Shen is joined on the paper by Gregory Wornell, the Sumitomo Professor of Engineering who leads the Signals, Information, and Algorithms Laboratory in the Research Laboratory for Electronics, and is a member of the MIT-IBM Watson AI Lab; senior author Soumya Ghosh, a research staff member in the MIT-IBM Watson AI Lab; as well as others at MIT and the MIT-IBM Watson AI Lab. The research was recently presented at the International Conference on Machine Learning.
Universal calibration
Since traditional machine-learning models are typically designed to perform a single task, calibrating them usually involves one task-specific method. On the other hand, since LLMs have the flexibility to perform many tasks, using a traditional method to calibrate that model for one task might hurt its performance on another task.
Calibrating an LLM often involves sampling from the model multiple times to obtain different predictions and then aggregating these predictions to obtain better-calibrated confidence. However, because these models have billions of parameters, the computational costs of such approaches rapidly add up.
“In a sense, large language models are universal because they can handle various tasks. So, we need a universal calibration method that can also handle many different tasks,” says Shen.
With Thermometer, the researchers developed a versatile technique that leverages a classical calibration method called temperature scaling to efficiently calibrate an LLM for a new task.
In this context, a “temperature” is a scaling parameter used to adjust a model’s confidence to be aligned with its prediction accuracy. Traditionally, one determines the right temperature using a labeled validation dataset of task-specific examples.
Since LLMs are often applied to new tasks, labeled datasets can be nearly impossible to acquire. For instance, a user who wants to deploy an LLM to answer customer questions about a new product likely does not have a dataset containing such questions and answers.
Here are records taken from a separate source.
PR #312, opened 2025-07-15
Add file actions

### LINKED ISSUE #304: Files actions using TaskProcessing

There could be file actions to process files and produce new files. For example:
* Summarize a text file to a new text file
* Transcribe an audio file to a new text file
* Text-to-speech a text file to a new audio file

cc @jancborchardt 

Register file actions in the assistant.

No alternative 😁

julien-nc:
closes #304

3 File actions are registered:
* summarize for text and markdown files
* STT for audio files
* TTS for text and markdown files

A notification is sent after a file action process finishes or fails.

Main changes:
* Restructure the notifier
* New endpoint in the API controller to run the actions
* 2 new listeners for TaskFailed and TaskSuccess to handle tasks related with file actions


julien-nc:
@marcoambrosini @jancborchardt I made a first implementation. Let's adjust it a bit.
Right now, for text files and wav/mp3 files, we have a new file action group:
image
For text files:
image
For audio files:
image

Once it is clicked, there's a top-right toast saying "A file will be created soon".
Then the task is scheduled and when it's done, a new file is created next to the source one with a suffix (_summarized, _tts or _stt).

Questions:
* Are you fine with the action names and icons?
* Should we adjust the toast msg?
* Are you fine with the behaviour or creating a file next to the source one?
* Are you fine with the suffix?
* Should there be a notification when the new file is created?

jancborchardt (commented):
Awesome awesome @julien-nc! :) 


> Questions:
> 
>     * Are you fine with the action names and icons?

The names are good! Best to use the Material Symbols for it:
- Summarize: [Looks good](https://fonts.google.com/icons?selected=Material+Symbols+Outlined:summarize:FILL@0;wght@400;GRAD@0;opsz@24&icon.query=summariz&icon.size=24&icon.color=%23e3e3e3)
- Text to speech: https://fonts.google.com/icons?selected=Material+Symbols+Outlined:speech_to_text:FILL@0;wght@400;GRAD@0;opsz@24&icon.query=transcri&icon.size=24&icon.color=%23e3e3e3
- Transcribe audio: Better icon → https://fonts.google.com/icons?selected=Material+Symbols+Outlined:speech_to_text:FILL@0;wght@400;GRAD@0;opsz@24&icon.query=transcri&icon.size=24&icon.color=%23e3e3e3


>     * Should we adjust the toast msg?

Can you check for the wording @marcoambrosini? It's about the showSuccess and showError texts I assume.


>     * Are you fine with the behaviour or creating a file next to the source one?
>     * Are you fine with the suffix?

Sure, seems great to put it next to it. Just the naming should be adjusted to be human readable:
- " - summarized"
- " - text to speech"
- " - transcribed"


>     * Should there be a notification when the new file is created?

Good question, I guess you should be notified when it's done just like the Talk recording.


And one more thing: What about direct transcription + summarization? Would be a nice feature too and could just chain the 2 functions in the back?

julien-nc:
@jancborchardt Thanks for the feedback.

* Target file names have been adjusted
* There is now a notification when a file action succeeds and fails (because the task failed or because something else failed). The notifications looks like that: 
image
The source file is a rich object (/f/ link), the action button is also a /f/ link to the target file.
* Material symbols are now used (see updated screenshots in previous comment)

> And one more thing: What about direct transcription + summarization? Would be a nice feature too and could just chain the 2 functions in the back?

I don't have time for that these days. We can keep it as a followup task. (Maybe it's worth creating another GH issue for that).

src/files/fileActions.js
```diff
@@ -0,0 +1,164 @@
...
+]
+
+function registerGroupAction() {
+	const groupAction = new FileAction({
+		id: 'assistant-group',
+		displayName: (nodes) => {
+			return t('assistant', 'Assistant')
+		},
+		enabled(nodes, view) {
+			return !actionIgnoreLists.includes(view.id)
```
lukasdotcom, line 26: This should probably be disabled if none of the assistant tasks are available.

src/files/fileActions.js
```diff
@@ -0,0 +1,164 @@
...
+		parent: 'assistant-group',
+		displayName: (nodes) => {
+			return t('approval', 'Text to speech')
+		},
+		enabled(nodes, view) {
+			return !actionIgnoreLists.includes(view.id)
+				&& nodes.length === 1
+				&& !nodes.some(({ permissions }) => (permissions & Permission.READ) === 0)
+				&& nodes.every(({ type }) => type === FileType.File)
+				&& nodes.every(({ mime }) => ['text/plain', 'text/markdown'].includes(mime))
```
lukasdotcom, line 88: Same thing here as for summarize

src/files/fileActions.js
```diff
@@ -0,0 +1,164 @@
...
+		parent: 'assistant-group',
+		displayName: (nodes) => {
+			return t('approval', 'Transcribe audio')
+		},
+		enabled(nodes, view) {
+			return !actionIgnoreLists.includes(view.id)
+				&& nodes.length === 1
+				&& !nodes.some(({ permissions }) => (permissions & Permission.READ) === 0)
+				&& nodes.every(({ type }) => type === FileType.File)
+				&& nodes.every(({ mime }) => ['audio/mpeg', 'audio/wav', 'audio/mp3'].includes(mime))
```
lukasdotcom, line 123: Probably also worth it to allow transcripts to be generated for video files as that should already be supported.

lib/Listener/FileActionTaskSuccessfulListener.php
```diff
@@ -0,0 +1,101 @@
...
+					$extension = $mimes->getExtension($mimeType);
+					if ($extension === 'mpga') {
+						$extension = 'mp3';
+					}
+					$targetFileName = $sourceFile->getName() . ' - text to speech.' . $extension;
+					$targetFile = $sourceFileParent->newFile($targetFileName, $speechFile->fopen('rb'));
+				} else {
+					$textResult = $task->getOutput()['output'];
+					$suffix = $taskTypeId === TextToTextSummary::ID ? 'summarized' : 'transcribed';
+					$targetFileName = $sourceFile->getName() . ' - ' . $suffix . '.txt';
```
lukasdotcom, line 80: Might be worth it to make it a markdown file instead of text as most AI's like to output text in markdown format.

src/files/fileActions.js
```diff
@@ -0,0 +1,164 @@
...
+		parent: 'assistant-group',
+		displayName: (nodes) => {
+			return t('approval', 'Summarize')
+		},
+		enabled(nodes, view) {
+			return !actionIgnoreLists.includes(view.id)
+				&& nodes.length === 1
+				&& !nodes.some(({ permissions }) => (permissions & Permission.READ) === 0)
+				&& nodes.every(({ type }) => type === FileType.File)
+				&& nodes.every(({ mime }) => ['text/plain', 'text/markdown'].includes(mime))
```
lukasdotcom, line 53: Might be worth it to support all files that parseTextFromFile supports instead of just markdown and plain text.
https://github.com/nextcloud/assistant/blob/0051c8e06ea97bba53cd5522bbdf5c91b9751f03/lib/Service/AssistantService.php#L655-L725

lukasdotcom (changes requested):
Looks good. Tested it out and it worked.
Just a nitpick and some things that should be discussed.

src/files/fileActions.js
julien-nc: Same here, instead of toggling the action with its `enabled` attr, we conditionally register it at the end of the file.

src/files/fileActions.js
julien-nc: As far as I know we don't have a video transcription task type.

src/files/fileActions.js
julien-nc: Makes sense!
I created an issue to keep track of that: #321
We can do it later, after having merged this one.

src/files/fileActions.js
```diff
@@ -0,0 +1,164 @@
...
+		order: 0,
+		async exec(node) {
+			const { default: axios } = await import('@nextcloud/axios')
+			const { generateOcsUrl } = await import('@nextcloud/router')
+			const { showError, showSuccess } = await import('@nextcloud/dialogs')
+			const url = generateOcsUrl('/apps/assistant/api/v1/file-action/{fileId}/core:text2text:summary', { fileId: node.fileid })
+			try {
+				const response = await axios.post(url)
+				console.debug('taskId', response.data.ocs.data.taskId)
+				showSuccess(t('assistant', 'The result file will be created soon'))
```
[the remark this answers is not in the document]
julien-nc: Solved by using "assistant" as task's appId.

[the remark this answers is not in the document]
julien-nc: Done for the 3 file actions.

lib/Notification/Notifier.php
```diff
@@ -184,6 +186,85 @@ public function prepare(INotification $notification, string $languageCode): INot
...
+
+				$notification
+					->setParsedSubject($subject)
+					->setRichMessage($message, [
+						'file' => [
+							'type' => 'file',
+							'id' => (string)$params['source_file_id'],
+							'name' => $params['source_file_name'],
+							'path' => $params['source_file_path'],
+							'link' => $this->url->linkToRouteAbsolute('files.viewcontroller.showFile', ['fileid' => $params['source_file_id']]),
```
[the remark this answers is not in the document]
julien-nc: Done

julien-nc:
@kyteinsky Thanks for the review. All done.

PR #323, opened 2025-08-04
feat: add sticker generation smart picker

lukasdotcom:
Not sure if the sticker prompt should be hidden or not. Currently it is visible. An example sticker if the user adds dog:
image

### DIFF
--- a/src/stickerGeneration.js
+++ b/src/stickerGeneration.js
@@ -1,0 +1,31 @@
+/**
+ * SPDX-FileCopyrightText: 2025 Nextcloud GmbH and Nextcloud contributors
+ * SPDX-License-Identifier: AGPL-3.0-or-later
+ */
+
+import { registerCustomPickerElement, NcCustomPickerRenderResult } from '@nextcloud/vue/components/NcRichText'
+
+registerCustomPickerElement('assistant_sticker_generation', async (el, { providerId, accessible }) => {
+	const { createApp } = await import('vue')
+	const { default: ImageResultCustomPickerElement } = await import('./views/ImageResultCustomPickerElement.vue')
+
+	const app = createApp(
+		ImageResultCustomPickerElement,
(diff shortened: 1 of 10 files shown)


src/stickerGeneration.js
```diff
@@ -0,0 +1,31 @@
...
+
+registerCustomPickerElement('assistant_sticker_generation', async (el, { providerId, accessible }) => {
+	const { createApp } = await import('vue')
+	const { default: ImageResultCustomPickerElement } = await import('./views/ImageResultCustomPickerElement.vue')
+
+	const app = createApp(
+		ImageResultCustomPickerElement,
+		{
+			inputs: {
+				input: 'cartoon, neutral background, sticker of ',
```
julien-nc, line 16: This should be a translated string.

julien-nc (changes requested):
Well done! Works like a charm.

src/stickerGeneration.js
```diff
@@ -0,0 +1,31 @@
...
+ * SPDX-FileCopyrightText: 2025 Nextcloud GmbH and Nextcloud contributors
+ * SPDX-License-Identifier: AGPL-3.0-or-later
+ */
+
+import { registerCustomPickerElement, NcCustomPickerRenderResult } from '@nextcloud/vue/components/NcRichText'
+
+registerCustomPickerElement('assistant_sticker_generation', async (el, { providerId, accessible }) => {
+	const { createApp } = await import('vue')
+	const { default: ImageResultCustomPickerElement } = await import('./views/ImageResultCustomPickerElement.vue')
+	console.debug(t('assistant', 'cartoon, neutral background, sticker of '))
```
julien-nc, line 11:
```suggestion
```

julien-nc (approved):
Remove the leftover debug console log and let's go.

Issue #321, opened 2025-07-29
Followup on file actions, support more file types


julien-nc:
After #304, as mentioned in https://github.com/nextcloud/assistant/pull/312#discussion_r2237232809 we could support all text-like file types for the summarize and TTS actions.

PR #326, opened 2025-08-05
feat: add support for more file types to file actions

lukasdotcom:
Resolves: #321 
Also changes the audio file types to be anything in VALID_AUDIO_MIME_TYPES so there aren't 2 separate lists keeping track of this.


kyteinsky (approved):
:rocket:

julien-nc (approved):
:+1:

PR #550, opened 2018-12-26
APPDEV-1222 global variables for preferences construct

Sivateja-CMI:
-- Added Global variables for App/user preferences and data state, which holds useful data across Application lifetime.
-- This is will remove lengthy constructs to access data from YonaApplication Class.

### DIFF
--- a/app/src/main/java/nu/yona/app/YonaApplication.java
+++ b/app/src/main/java/nu/yona/app/YonaApplication.java
@@ -9,6 +9,7 @@
 package nu.yona.app;
 
 import android.app.Application;
+import android.content.SharedPreferences;
 import android.content.pm.PackageInfo;
 import android.content.pm.PackageManager;
 import android.os.StrictMode;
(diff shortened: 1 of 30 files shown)


app/src/main/java/nu/yona/app/YonaApplication.java
```diff
@@ -36,6 +38,12 @@
 	private static EventChangeManager eventChangeManager;
 	private Tracker tracker;
 
+
+	public static SharedPreferences sharedAppPreferences;
```
Bert-R: Please wrap these three in accessor methods (e.g. ``getSharedAppPreferences()``) and make the variables private.  Modifiable public variables is considered a bad practice.

app/src/main/java/nu/yona/app/ui/message/NotificationFragment.java
```diff
@@ -399,7 +400,7 @@ private void refreshAdapter()
 		mMessageStickyRecyclerAdapter.clear();
 		currentPage = 0;
 		getUserMessages(false);
-		//YonaApplication.getEventChangeManager().getDataState().setEmbeddedWithBuddyActivity(null);
+		//sharedAppDataState.setEmbeddedWithBuddyActivity(null);
```
Bert-R: Remove this line of dead code

Sivateja-CMI: Done. Update pushed.

app/src/main/java/nu/yona/app/YonaApplication.java
Sivateja-CMI: Done. Update pushed.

Instead of using a labeled dataset, the researchers train an auxiliary model that runs on top of an LLM to automatically predict the temperature needed to calibrate it for this new task.
They use labeled datasets of a few representative tasks to train the Thermometer model, but then once it has been trained, it can generalize to new tasks in a similar category without the need for additional labeled data.
A Thermometer model trained on a collection of multiple-choice question datasets, perhaps including one with algebra questions and one with medical questions, could be used to calibrate an LLM that will answer questions about geometry or biology, for instance.
“The aspirational goal is for it to work on any task, but we are not quite there yet,” Ghosh says.
The Thermometer model only needs to access a small part of the LLM’s inner workings to predict the right temperature that will calibrate its prediction for data points of a specific task.
An efficient approach
Importantly, the technique does not require multiple training runs and only slightly slows the LLM. Plus, since temperature scaling does not alter a model’s predictions, Thermometer preserves its accuracy.
When they compared Thermometer to several baselines on multiple tasks, it consistently produced better-calibrated uncertainty measures while requiring much less computation.
“As long as we train a Thermometer model on a sufficiently large number of tasks, it should be able to generalize well across any new task, just like a large language model, it is also a universal model,” Shen adds.
The researchers also found that if they train a Thermometer model for a smaller LLM, it can be directly applied to calibrate a larger LLM within the same family.
In the future, they want to adapt Thermometer for more complex text-generation tasks and apply the technique to even larger LLMs. The researchers also hope to quantify the diversity and number of labeled datasets one would need to train a Thermometer model so it can generalize to a new task.
This research was funded, in part, by the MIT-IBM Watson AI Lab.